Colony size and turbulent flow speed modulate the calcification response of the coral Pocillopora verrucosa to temperature

For poikilothermic organisms in aquatic environment, temperature strongly affects metabolism and modulates the extent to which it is mass transfer limited. The effects of temperature on metabolism are translated into organism performance depending on the organism size, morphology, and the flow regime to which they are exposed. Environmental forcing of metabolism is particularly germane to tropical reef corals, because they increasingly are exposed to upward temperature perturbations to which they display variable responses that remain incompletely understood. In this study, we tested the effects of colony size and seawater turbulence on the response of the common Indo-Pacific branching coral, Pocillopora verrucosa, to different seawater temperatures.
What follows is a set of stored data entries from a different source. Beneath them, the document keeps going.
PR #988, opened 2022-05-11
Make generated pubkeys slightly more grep-able

instagibbs:


vincenzopalazzo (approved):
ACK https://github.com/lightning/bolts/pull/988/commits/e6279a5da52fe17b314fe9b0126c95adb26a2a68

t-bast (approved):
ACK, this was the only place where we use that underscore.

PR #991, opened 2022-05-17
Replace "logical OR" with "bitwise OR"

morehouse:
This makes more sense given the context of combining bitmaps.


vincenzopalazzo (approved):
ACK https://github.com/lightning/bolts/pull/991/commits/dd9738c8b44702bf98819bfe117750a497aa7bd7

I like this change, because from my dictionary the bitwise is on top of logical OR :)

PR #996, opened 2022-05-31
BOLT #7: Make channel_update always have htlc_maximum_msat.

rustyrussell:
I think everyone sets this.  Vastly simplifies parsing.

Indeed, every single of the 149964 channel updates seen by my node has his set.

### DIFF
--- a/07-routing-gossip.md
+++ b/07-routing-gossip.md
@@ -407,7 +407,7 @@ of *relaying* payments, not *sending* payments. When making a payment
     * [`chain_hash`:`chain_hash`]
     * [`short_channel_id`:`short_channel_id`]
     * [`u32`:`timestamp`]
-    * [`byte`:`message_flags`]
+    * [`byte`:`must_be_one`]
     * [`byte`:`channel_flags`]
     * [`u16`:`cltv_expiry_delta`]
     * [`u64`:`htlc_minimum_msat`]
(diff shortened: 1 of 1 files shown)


cdecker:
ACK https://github.com/lightning/bolts/pull/996/commits/466317a300cded545b5f1b0fb6e2191644469a01

Roasbeef (approved):
LGTM 🏂

Would be good to run some basic analysis just to check what % of channels _aren't_ setting it.

vincenzopalazzo (approved):
Concept ack for the "metrics"

07-routing-gossip.md
```diff
@@ -432,12 +432,6 @@ fields in the `channel_update` message:
 | ------------- | ------------------------- | -------------------------------- |
 | 0             | `option_channel_htlc_max` | `htlc_maximum_msat`              |
 
-Note that the `htlc_maximum_msat` field is static in the current
```
t-bast, line 435: Why not also remove lines 428 to 433 entirely as well? We'll never want to use those flags in the future, we'll use tlvs instead, so just say that this whole `message_flags` field must be hard-coded to 1 (we could even go further and rename it to show that it's just an obsolete constant)?

t-bast (commented):
Concept ACK, I think we can remove even more stuff

07-routing-gossip.md
rustyrussell: Done.

t-bast (dismissed):
ACK https://github.com/lightning/bolts/pull/996/commits/f99b5494c8d52ac08d006179ca1c3e46cae86880

t-bast:
As noted in https://github.com/lightningdevkit/rust-lightning/issues/1515 and discussed during the dev summit, it would also make sense to verify that every implementation sets this value to `max_htlc_value_in_flight_msat` instead of using the channel capacity.

t-bast:
Retracting my ACK, I made a proposal at #999 that would benefit from message flags (but I did make `htlc_maximum_msat` mandatory, which was the goal of this PR).

vincenzopalazzo (approved):

arik-so:
I have just downloaded a fresh batch of 134k channel updates from an LND peer, 364 of which don't have an HTLC max set, which is 2.7%.

Roasbeef:
Replaced by https://github.com/lightning/bolts/pull/999

PR #999, opened 2022-06-10
Bolt7: add channel update flag for scid alias

t-bast:
Since #910, nodes are allowed to use aliases instead of real scids. It would be quite helpful to be explicit about it and set a flag in `channel_update` when an alias is used instead of a real scid for a few reasons:

- the receiving peer knows that this `channel_update` is meant to be kept private and can internally store it separately from "real" channel updates without requiring a lookup into an internal mapping table
- the sender knows whether they're using an alias or not, so it's trivial to set that bit

We also make the `htlc_maximum_msat` field mandatory: every node on the network currently sets it, so we can simplify message parsing. This makes this PR an alternative to #996

@cdecker @TheBlueMatt @crypt-iQ is that message flag helpful for your implementation's router logic?

DAMN I could have gotten PR number 1000, I'm always off-by-one (unless there was a PR number 0)

### DIFF
--- a/07-routing-gossip.md
+++ b/07-routing-gossip.md
@@ -413,7 +413,7 @@ of *relaying* payments, not *sending* payments. When making a payment
     * [`u64`:`htlc_minimum_msat`]
     * [`u32`:`fee_base_msat`]
     * [`u32`:`fee_proportional_millionths`]
-    * [`u64`:`htlc_maximum_msat`] (option_channel_htlc_max)
+    * [`u64`:`htlc_maximum_msat`]
 
 The `channel_flags` bitfield is used to indicate the direction of the channel: it
 identifies the node that this update originated from and signals various options
@@ -425,18 +425,12 @@ individual bits:
 | 0             | `direction` | Direction this update refers to. |
 | 1             | `disable`   | Disable the channel.             |
 
-The `message_flags` bitfield is used to indicate the presence of optional
-fields in the `channel_update` message:
+The `message_flags` bitfield is used to provide additional details about the message:
 
-| Bit Position  | Name                      | Field                            |
-| ------------- | ------------------------- | -------------------------------- |
-| 0             | `option_channel_htlc_max` | `htlc_maximum_msat`              |
-
-Note that the `htlc_maximum_msat` field is static in the current
-protocol over the life of the channel: it is *not* designed to be
-indicative of real-time channel capacity in each direction, which
-would be both a massive data leak and uselessly spam the network (it
-takes an average of 30 seconds for gossip to propagate each hop).
+| Bit Position  | Name           |
+| ------------- | ---------------|
+| 0             | `must_be_one`  |
+| 1             | `dont_forward` |
 
 The `node_id` for the signature verification is taken from the corresponding
 `channel_announcement`: `node_id_1` if the least-significant bit of flags is 0
@@ -450,7 +444,8 @@ The origin node:
   channel peer, even though the channel has not yet been announced (i.e. the
   `announce_channel` bit was not set).
     - MUST set the `short_channel_id` to either an `alias` it has
-	  received from the peer, or the real channel `short_channel_id`.
+    received from the peer, or the real channel `short_channel_id`.
+    - MUST set `dont_forward` to 1 in `message_flags`
     - MUST NOT forward such a `channel_update` to other peers, for privacy
     reasons.
     - Note: such a `channel_update`, one not preceded by a
@@ -464,15 +459,8 @@ The origin node:
     - MUST set the `direction` bit of `channel_flags` to 0.
   - otherwise:
     - MUST set the `direction` bit of `channel_flags` to 1.
-  - if the `htlc_maximum_msat` field is present:
-    - MUST set the `option_channel_htlc_max` bit of `message_flags` to 1.
-    - MUST set `htlc_maximum_msat` to the maximum value it will send through this channel for a single HTLC.
-      - MUST set this to less than or equal to the channel capacity.
-      - MUST set this to less than or equal to `max_htlc_value_in_flight_msat`
-    it received from the peer.
-  - otherwise:
-    - MUST set the `option_channel_htlc_max` bit of `message_flags` to 0.
-  - MUST set bits in `channel_flags` and `message_flags `that are not assigned a meaning to 0.
+  - MUST set `must_be_one` in `message_flags` to 1.
+  - MUST set bits in `channel_flags` and `message_flags` that are not assigned a meaning to 0.
   - MAY create and send a `channel_update` with the `disable` bit set to 1, to
   signal a channel's temporary unavailability (e.g. due to a loss of
   connectivity) OR permanent unavailability (e.g. prior to an on-chain
@@ -525,14 +513,11 @@ The receiving node:
     - otherwise:
       - SHOULD queue the message for rebroadcasting.
       - MAY choose NOT to for messages longer than the minimum expected length.
-  - if the `option_channel_htlc_max` bit of `message_flags` is 0:
-    - MUST consider `htlc_maximum_msat` not to be present.
+  - if `htlc_maximum_msat` is greater than channel capacity:
+    - MAY blacklist this `node_id`
+    - SHOULD ignore this channel during route considerations.
   - otherwise:
-    - if `htlc_maximum_msat` is not present or greater than channel capacity:
-      - MAY blacklist this `node_id`
-      - SHOULD ignore this channel during route considerations.
-    - otherwise:
-      - SHOULD consider the `htlc_maximum_msat` when routing.
+    - SHOULD consider the `htlc_maximum_msat` when routing.
 
 ### Rationale
 
@@ -553,12 +538,6 @@ message can rebroadcast it just by changing the `s` component of signature with 
 This should however not result in the blacklist of the `node_id` from where
 the message originated.
 
-The explicit `option_channel_htlc_max` flag to indicate the presence
-of `htlc_maximum_msat` (rather than having `htlc_maximum_msat` implied
-by the message length) allows us to extend the `channel_update`
-with different fields in future.  Since channels are limited to 2^32-1
-millisatoshis in Bitcoin, the `htlc_maximum_msat` has the same restriction.
-
 The recommendation against redundant `channel_update`s minimizes spamming the network,
 however it is sometimes inevitable.  For example, a channel with a
 peer which is unreachable will eventually cause a `channel_update` to
@@ -571,6 +550,10 @@ When a node creates a new `channel_update` to change its channel parameters,
 it will take some time to propagate through the network and payers may use
 older parameters. It is recommended to keep accepting older parameters for
 at least 10 minutes to improve payment latency and reliability.
+
+The `must_be_one` field in `message_flags` was previously used to indicate
+the presence of the `htlc_maximum_msat` field. This field must now always
+be present, so `must_be_one` is a constant value, and ignored by receivers.
 
 ## Query Messages
 


Crypt-iQ:
I don't think this helps the lnd implementation any since we know which SCID aliases we are using for a given channel

t-bast:
> What does this mean? You should never "wait" for a channel_announcement - if you receive a channel_update first you should drop it on the floor and ignore it (unless its your own channel/direct peer).

Sorry, this was poorly phrased. We validate `channel_announcement`s asynchronously (since this requires calls to `bitcoind`), so we can receive a valid `channel_update` while the `channel_announcement` is being validated, in which case we don't want to ignore that `channel_update`, we want to stash it to validate it once the `channel_announcement` has been validated. Does that make more sense?

Mostly what we'd like is to be able to properly type `channel_update` at decoding time. Right now when we receive a `channel_update` from the wire, we need to look at several internal maps to choose what processing flow we should apply to the `channel_update` and where to store it.

Being able to properly type `channel_update`s would ensure that it's impossible to have a `channel_update` for a private channel using aliases end up being sent to the network because of a bug in internal maps / processing flow. We can do that proper typing later in the flow, once we've identified what kind of updates it is, but we figured that it would be much better to be explicit directly in the message since it's trivial to do and would simplify the flow for some implementations (even though I think every implementation could benefit from it, because it should remove the need for a lookup in an internal map).

It's trivial for senders to set this bit, it remove some ambiguity in how the message is interpreted, so it feels like a useful change?

t-bast:
> I don't think this helps the lnd implementation any since we know which SCID aliases we are using for a given channel

But as a receiver, when you receive a `channel_update` on a connection, you'd have to do a lookup on a mapping table to know that this update is for a local private channel, right?

07-routing-gossip.md
```diff
@@ -450,7 +445,11 @@ The origin node:
   channel peer, even though the channel has not yet been announced (i.e. the
   `announce_channel` bit was not set).
     - MUST set the `short_channel_id` to either an `alias` it has
-	  received from the peer, or the real channel `short_channel_id`.
+    received from the peer, or the real channel `short_channel_id`.
+    - if it sets `short_channel_id` to an `alias`:
+      - MUST set `scid_alias` to 1 in `message_flags`
+    - otherwise:
+      - MUST set `scid_alias` to 0 in `message_flags`
```
Crypt-iQ, line 452: What about older nodes?

Crypt-iQ:
> > I don't think this helps the lnd implementation any since we know which SCID aliases we are using for a given channel
> 
> But as a receiver, when you receive a `channel_update` on a connection, you'd have to do a lookup on a mapping table to know that this update is for a local private channel, right?

Yes, we have to lookup that we know of the alias, but I think this patch doesn't get rid of that except if the update designates that the SCID is not an alias -- If I receive an update saying this is for an alias, I still need to check my maps to check that the alias exists?

07-routing-gossip.md
t-bast: They already set it to `0`, otherwise they wouldn't be spec-compliant, because of this requirement (that has been here forever): `MUST set bits in channel_flags and message_flags that are not assigned a meaning to 0.`

Crypt-iQ: Ah ok, missed that they were bits

Crypt-iQ:
Lnd uses a range of [16_000_000, 16_250_000] and if we receive a value in that range, we know it's an alias so it serves the same purpose as this SCID bit

t-bast:
> Lnd uses a range of [16_000_000, 16_250_000] and if we receive a value in that range, we know it's an alias so it serves the same purpose as this SCID bit

What?!? But you can't expect other implementations to use exactly that range (and we expect our node to be able to handle more than 250k channels with wallets, so we'd need a bigger range than that)! A specified bit that everybody agrees on is widely better than a heuristic that will work only for lnd...

Crypt-iQ:
> > Lnd uses a range of [16_000_000, 16_250_000] and if we receive a value in that range, we know it's an alias so it serves the same purpose as this SCID bit
> 
> What?!? But you can't expect other implementations to use exactly that range (and we expect our node to be able to handle more than 250k channels with wallets, so we'd need a bigger range than that)! A specified bit that everybody agrees on is widely better than a heuristic that will work only for lnd...

It's like 2^58 possible SCIDs, that's just the block range. Since the counter-party only sends _my_ aliases during gossip, this is fine - lnd stores counter-party aliases in a separate table and JIT inserts the alias in the gossip message if necessary? Rust-lightning was able to handle our SCID range just fine

t-bast:
> It's like 2^58 possible SCIDs, that's just the block range.

Ok, I didn't understand that this was the range of the `block_height` part of the scid (for aliases we're not treating them as block_height/tx_index/output_index triplets at all in `eclair`, just as a 64-bit value).

You're also completely right that we only care about the range we use for our own aliases, because the only `channel_update`s you'll receive that use an alias use your local alias, that's a good point. But you may have a backwards-compat' issue if someday you change the range you're using (and you update your node after it has generated a local alias that doesn't fit in the new range), that's why I think a bit in the message would be cleaner.

t-bast:
> Right, I guess my reaction here is more that its not strongly-typed as a result, you've taken one of many different cases (public-our-channel, public-not-our-channel, nonpublic-our-channel, nonpublic-alias-our-channel) and flagged it, but you haven't flagged the other cases, which have similar handling issues/concerns. If we want to strongly-type this we should flag more than just this type.

It's true, it isn't perfect, but it's already better than nothing, because it lets you immediately identify `channel_update`s for which you'll never need to validate a `channel_announcement` (the channel is either private or public with 0-conf) and which you shouldn't hand to your staggered rebroadcast component. For such a trivial change on the sender side, I personally think it's worth it, but if others disagree we'll work without it!

Crypt-iQ:
> > Lnd uses a range of [16_000_000, 16_250_000] and if we receive a value in that range, we know it's an alias so it serves the same purpose as this SCID bit
> 
> Bleh, why not use realistic values? Especially post-taproot-in-use its a nice privacy win to do so.

Less chance of me messing something up in a tricky part of the codebase

> for which you'll never need to validate a channel_announcement (the channel is either private or public with 0-conf

is it not necessary to validate the announcement for public 0-conf after 6 confs?

t-bast:
Thinking about this more, I'm not sure we need more flags. Correct me if I'm missing something, but I believe the only thing we want to know is: "is this channel update supposed to stay private between me and my peer?". There are two cases where that is true:

- unannounced channels with `scid_alias`
- unannounced channels without `scid_alias`

The `uses_alias` field covers the first case. The second case would need a new flag, but if we want to be able to actually rely on it, we'd need all implementations to support this. Given that all implementations are currently working on shipping `scid_alias`, does it make sense to require another change? Since we'll be waiting for our direct peers to update, we simply need them to update to support `scid_alias` and at that point require that private channels use `scid_alias`, which makes the second case obsolete?

t-bast:
The issue is that an additional `isPrivate` flag cannot be backwards-compatible with existing nodes (who will set it to `0` even for private channels), while a `uses_alias` flag can be fully backwards-compatible since existing nodes don't use aliases on mainnet yet and currently set that bit to `0`.

> I'm maybe a bit dubious that we should add a flag for something that people rely on meaning X, when the protocol allows it to mean Y, even though it usually means X. That seems like a great way to mis-implement it.

Are you talking about the `uses_alias` flag here? The meaning of that one should be completely straight-forward, it just adds more information about the `short_channel_id` included in that `channel_update`. Or am I missing a different way people may understand this?

I think I'd rather add only this flag to the spec, wait for 6 months until enough nodes on the network advertise support for `option_scid_alias` then make it mandatory on `eclair`. At that point we'll know for sure that:

- a `channel_update` that sets `uses_alias` must never be broadcast to the network and is only useful for invoice generation
- a `channel_update` that does *not* set `uses_alias` is for a public channel and must be broadcast to the network

WDYT?

t-bast:
> I mean this isn't entirely true, scid aliases have been deployed in LDK for some time now, but, sure, its not super broad and those users upgrade quickly currently.

I didn't know it had been deployed so soon after the spec PR was merged, it indeed means we'll need those early adopters to upgrade quickly.

> Still, I think the broader point is that this flag is really a hint to the recipient to skip the processing of it as if it were about a public channel, which doesn't really need backwards compatibility?
> Sure, but you can do the same whether the bit(s) are defined as uses-alias as you can do if the bits are defined more generally.

My point is that with this exact flag + making `scid_alias` mandatory on your node, this hint becomes more than just a hint: if it's not set, you're 100% sure this is a public `channel_update` meant for rebroadcast. I believe other uses of `message_flags` would only be hints, which means implementations will still need to handle the case where the condition is true but the hint isn't set, which means you can't simplify your codebase to rely entirely on those flags.

t-bast:
> Seems like the meeting conclusion here was to either use a flag to mean "not public channel update" or have two flags as I'd proposed. Is that what you took away form the conversation?

That's how I understand it as well, I forgot to update the PR, thanks for the nudge.
I changed it in https://github.com/lightning/bolts/pull/999/commits/9f1a704790e055098ae5dbebfaf964c66d02c667, let me know what you think.

We can bikeshed the name of the flag, I hesitated between `dont_forward`, `private` and `no_broadcast`, which one do you think works best?

07-routing-gossip.md
```diff
@@ -565,6 +544,11 @@ the channel when the peer reestablishes contact.  Because gossip
 messages are batched and replace previous ones, the result may be a
 single seemingly-redundant update.
 
+The `must_be_one` field field in `message_flags` was previously used to
```
niftynei, line 547:
```suggestion
The `must_be_one` field in `message_flags` was previously used to
```

niftynei: drive by change.

t-bast: Good catch, thanks! Rebased and fixed in https://github.com/lightning/bolts/pull/999/commits/0d10541b73d97ed5f56b02564830048506e060ab

vincenzopalazzo (approved):

rustyrussell:
Ack, this seems good.  Closes 996...

Roasbeef (approved):
LGTM 🍬

t-bast:
This is implemented in https://github.com/ACINQ/eclair/pull/2362, let me know if you want me to do cross-compat tests between eclair and another implementation!

harding:
After the merge of this PR, the spec no longer describes what `htlc_maximum_msat` is for.  E.g. none of these is informative,

```
$ git grep htlc_maximum_msat
07-routing-gossip.md:    * [`u64`:`htlc_maximum_msat`]
07-routing-gossip.md:  - if `htlc_maximum_msat` is greater than channel capacity:
07-routing-gossip.md:    - SHOULD consider the `htlc_maximum_msat` when routing.
07-routing-gossip.md:the presence of the `htlc_maximum_msat` field. This field must now always
```

In particular, I think it would be helpful to restore the following two lines to somewhere in the spec:

```
-    - MUST set `htlc_maximum_msat` to the maximum value it will send through this channel for a single HTLC.
-      - MUST set this to less than or equal to the channel capacity.
```

It looks to me like the PR that this PR superseded did that: https://github.com/lightning/bolts/pull/996

FWIW, I noticed this when trying to confirm my understanding of `htlc_maximum_msat` after reading the recent mailing list discussion about using it as a flow control device: https://lists.linuxfoundation.org/pipermail/lightning-dev/2022-September/003686.html

Alternatively, maybe the term should be added to the glossary in BOLT0

t-bast:
Thanks @harding, you're right this is my mistake! I'll correct that with a follow-up PR.

t-bast:
@harding done in #1029, thanks for the report!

Using whole-colony calcification as a response variable, 12 tanks (each 150 l) were used in two trials lasting 14 days to contrast the effects of seawater turbulence (two levels) and temperature (25.5 vs 29.5 degrees C) on colonies varying in size from similar to 4 to 13-cm diameter. Turbulence in the tanks was measured as the root mean square (rms) turbulent flow speed (q(rms)), which quantified the variation in speed of complex and non-linear flow, regardless of direction. Treatments contrasted low (q(rms) = 0.63 cm s(-1)) and high (q(rms) = 2.07 cm s(-1)) turbulence that were ecologically relevant for shallow coral reefs. The effects of turbulent flow speed and temperature on calcification (mg day(-1)) differed among colony sizes: at 25.5 degrees C, calcification increased with tissue surface area at a slower rate under high, compared to low turbulent flow speeds; at low turbulent flow speeds, calcification increased with tissue surface area more slowly at 29.5 versus 25.5 degrees C. These results show that the response of branching corals to temperatures depends on colony size and turbulent flow speed. This outcome suggests that spatial heterogeneity in turbulent flow regimes across a coral reef may provide opportunities for branching corals to exploit colony size to modulate susceptibility to rising temperature.